The default tag is pl_malindex.
Example: 'tag','indexPlot'
Data Types: character
databrush
—interactive mouse brushing.empty value, scalar | structure.If databrush is an empty value (default), no brushing is done. The activation of this option (databrush is a scalar or a structure) enables the user to select a set the points in the current plot and to see them highlighted in the scatter plot matrix (spm). If spm does not exist it is automatically created.
DATABRUSH IS A SCALAR.
If databrush is a scalar the default selection tool is a rectangular brush and it is possible to brush only once (that is persist='').
DATABRUSH IS A STRUCTURE.
If databrush is a structure, it is possible to use all optional arguments of function selectdataFS and the following optional arguments: databrush.persist = persisent brushing.

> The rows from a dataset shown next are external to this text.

Issue #1400, opened 2019-04-02
write: connection reset by peer talking to storage account


jim-minter:
time="2019-04-02T00:37:12Z" level=debug msg="400 Bad Request: Failed to apply request: UpdateSyncPod: Put https://sacfgwdqw8oq44ss3x8eu4gd.blob.core.windows.net/config/sync: net/http: HTTP/1.x transport connection broken: write tcp 172.16.16.144:44410->52.226.8.148:443: write: connection reset by peer" func="github.com/openshift/openshift-azure/pkg/fakerp.(*Server).badRequest" file="/go/src/github.com/openshift/openshift-azure/pkg/fakerp/util.go:11"

jim-minter:
https://storage.googleapis.com/origin-ci-test/pr-logs/pull/openshift_openshift-azure/1392/pull-ci-openshift-openshift-azure-master-e2e-azure/3270/build-log.txt

mjudeikis:
https://openshift-gce-devel.appspot.com/build/origin-ci-test/pr-logs/pull/openshift_openshift-azure/1434/pull-ci-openshift-openshift-azure-master-e2e-azure/3400

jim-minter:
https://openshift-gce-devel.appspot.com/build/origin-ci-test/pr-logs/pull/openshift_openshift-azure/1485/pull-ci-openshift-openshift-azure-master-e2e-azure-scaleupdown/511/

asalkeld:
https://storage.googleapis.com/origin-ci-test/pr-logs/pull/openshift_openshift-azure/1493/pull-ci-openshift-openshift-azure-master-e2e-azure-scaleupdown/572/build-log.txt

mjudeikis:
not to the storage account but same issue:
https://github.com/openshift/openshift-azure/pull/1433

jim-minter:
https://openshift-gce-devel.appspot.com/build/origin-ci-test/pr-logs/pull/openshift_openshift-azure/1499/pull-ci-openshift-openshift-azure-master-upgrade-v4.2/179

jim-minter:
@asalkeld different failure mode:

Persist is an empty value or a scalar containing the strings 'on' or 'off'.
The default value of persist is '', that is brushing is allowed only once.
If persist is 'on' or 'off' brushing can be done as many time as the user requires.
If persist='on' then the unit(s) currently brushed are added to those previously brushed. it is possible, every time a new brushing is done, to use a different color for the brushed units.
If persist='off' every time a new brush is performed units previously brushed are removed.
databrush.labeladd = add labels. If this option is '1', we label in the scatter plot matrix the units of the last selected group with the unit row index in matrix Y. The default value is labeladd='', i.e. no label is added.
REMARK: the options which follow work in connection with previous option databrush and produce their effect on the scatter plot matrix of the original data.
Example: 'databrush',1
Data Types: single | double | struct
nameY
—variables labels of the original data matrix.cell.Cell array of strings containing the labels of the variables. As default value, the labels which are added are Y1, ..., Yv. This option is used just if previous option databrush is not empty.
Example: 'nameY',{'Y_1' Y_2'}
Data Types: character
label
—row labels.cell.Cell of length n containing the labels of the rows.
Example: 'label',{'UK' ... 'IT'}
Data Types: cell
MCDenv
—Empirical envelopes.
ArrayMatrix with size n-by-length(conflev) which contains the empirical confidence envelopes or vector of length length(conflev) containing teh quantiles of the reference distribution.
Rousseeuw P.J., Leroy A.M. (1987), "Robust regression and outlier detection", Wiley.